Trump nominated Kavanaugh to the Supreme Court and the results have been predictable: Republican majority has backed their guy while the Democratic oppose him. The Democrats clear disagree with many of Kavanaugh’s values and are concerned that there might be evidence of serious problems hidden away in the documents they want to see. One of their key goals is to delay the hearings as long as possible, ideally until after the upcoming elections. Their hope is, obviously enough, that there will be a new Democratic majority in the Senate and they can start doing unto Trump as the Republicans did unto Obama. A second key goal is to put on political theatre in front of the cameras in the hopes of scoring political points for themselves and the party.
While Kavanaugh is presented as being even more conservative than some of the Republican senators, they have a general ideological agreement. Unlike the Democrats, the Republicans want the process to be rapid—they worry they might not have a majority after the next election and they are also worried about what might happen to Trump without Kavanaugh on the court.
As should come as no surprise, the Democrats are using some tactics the Republicans used when Obama was president and the Republicans are endeavoring to claim that these tactics are now illegitimate. Given what the Republicans did to Obama when he attempted to do his job and appoint a Supreme Court Judge, they have no real grounds for complaint against the Democrats. But, of course, it could be pointed out that to justify what the Democrats are doing now because of what the Republicans did would be a case of the Two Wrongs fallacy. After all, if something was wrong to do then, it would be wrong to do now. The Democrats do, however, have some obvious replies. One is that the Republicans thought it was right then, so by their own standards this sort of approach should be right now. Another is that while the behavior is bad in both cases, the Democrats would be fools to not use the same tactics. To use an analogy, if your opponent won a hand at a high stakes poker game by cheating and will keep trying to cheat, then playing fair when there is no authority to appeal to would be stupid.
My view, which is a matter of ethics rather than practical politics, is that the nomination process should have clear rules that are followed consistently regardless of which party holds the throne. This approach allows for fairness and the principled operation of government. I am, obviously enough, influenced here by Locke’s arguments as to why people should leave the state of nature—the advantages of having consistent rules. These rules should specify when appointments should take place, what sort of information must be provided to the senators and so on. However, politics is an unprincipled game where inconsistency is an effective tactic when trying to achieve a victory for one’s tribe or special interests.
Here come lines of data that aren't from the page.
PR #1999, opened 2026-07-13
Add consumer fetch diagnostics timeline

### LINKED ISSUE #1992: P2 perf: consumer throughput steps down at minutes 6 and 9 and never recovers (steady/peak 0.77, -2.0%/min) — recurs across runs; Confluent decays too, needs client-vs-broker attribution
## Evidence (stress run [29237954294](https://github.com/thomhurst/Dekaf/actions/runs/29237954294), commit 98ffdc6a)

Consumer 1b per-minute throughput (k msg/s):
- Dekaf: `2623 2680 2698 2713 2792 2653 2322 2321 2404 2152 2033 2195 2134 2102 2068` — **-17% step at minute 6** (2792→2322), second step at minute 9 (2404→2152), never recovers. drift -20.4%, slope -2.00%/min, steady/peak 0.77.
- Confluent same job: `944 1054 1083 1107 1007 916 936 887 978 856 789 753 896 873 980` — also decays (-16%, slope -1.29) but gradually, partially recovering late.

History: Dekaf consumer steady/peak across runs = 0.80, 0.89, 0.86, 0.86, 0.93, **0.77** — the dip recurs (was the "minutes 9-13 dip to 0.81x" half of #1967, whose Gen2 half is fixed: Gen2 now 2/run post-#1981 ✅).

## Analysis

Both clients decaying in the same job points to a shared broker/host component (page-cache behavior as the seeded log ages, tmpfs memory pressure, cgroup throttling on the pinned cores). But the Dekaf-specific signatures need ruling out:

1. **Sharp step at minute 6 + minute 9** vs Confluent's gradual slope. Minute-9 steps have previously been idle-reaper artifacts (#1910, #1945, fixed by #1956 for producers) — verify the consumer connection path has no equivalent idle-reap/rebuffer trigger at ~540s.
2. Dekaf drives ~2.5x Confluent's fetch byte rate — if the broker-side effect is load-proportional (page-cache miss rate), Dekaf hits it harder; that would still count against us on the gate.

## Fix plan

1. Add consumer-side time-series diagnostics to stress output mirroring `brokerBudgetSamples`: fetch request rate, bytes/fetch, fetch RTT, queue depths, per-minute — so the step can be attributed (client stall vs broker slowdown).
2. Check for time-keyed client behavior at 360s/540s (connection reap, buffer pool trim, LOH compaction) in the consumer path.
3. If broker-side confirmed: adjust seeded-topic size/retention so the 15-minute window doesn't cross a broker state change, or normalize the gate on the paired Confluent control (see #1991).

Prior art: #1967 (Gen2 half fixed by #1981), #1910/#1945/#1956 (producer idle-reap steps), #1942/#1951 (LOH).

thomhurst:
## Summary
- capture minute-scale consumer fetch request rate, payload bytes per fetch, average RTT, and queue depths
- persist connection-reap events in consumer diagnostics and correlate samples with throughput
- render the timeline in stress JSON and Markdown for every Dekaf consumer scenario

## Test plan
- [x] `dotnet build tests/Dekaf.Tests.Unit/Dekaf.Tests.Unit.csproj --configuration Release --framework net10.0`
- [x] `Dekaf.Tests.Unit.exe` (5,363 passed)
- [x] `dotnet build src/Dekaf/Dekaf.csproj --configuration Release --framework netstandard2.0`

In the case of a Supreme Court nomination, the stakes are indeed high.
While the Democrats have loud protestors, they have yet to match the Republicans’ clever focus on winning the courts. While political offices matter, the often long terms of judgeships and their focusing power in one individual make them ideal targets for maintaining control over the laws. Even if the Democrats can make political gains in the upcoming election, they will still face the entranced activist judges dedicated to the conservative agenda. Naturally, Republicans would tend to see Democratic leaning judges as activists. This is because “activist judge” tends to simply mean “a judge I disagree with because they tend to decide in ways the other party likes.”
The battle to install Kavanaugh is especially critical for the Republicans. First, Trump needs a Supreme Court judge who is favorable to executive power and favors protecting the President. While many Republicans are not very happy with Trump, they have no more desire to lose power over principle than the Democrats did when Clinton was in trouble.
Second, Kavanaugh would provide a solid judicial defensive bulwark for pro-gun, pro-religion, pro-business, anti-worker, anti-regulation conservativism. Republicans know that demographics and values are shifting in a way that does not favor them. They have been making brilliant use of gerrymandering and voter suppression to win elections, but these will only work for so long. Unless the can shift the demographic tide and dial the country back towards white—something that is being attempted under Trump’s approach to immigration. Having Kavanaugh in the Supreme Court, where he can vote with the other four Republican judges against the Democrats, will enable them to potentially maintain a strong influence for decades even if they lose the demographic battle (which seems likely, wall or no wall).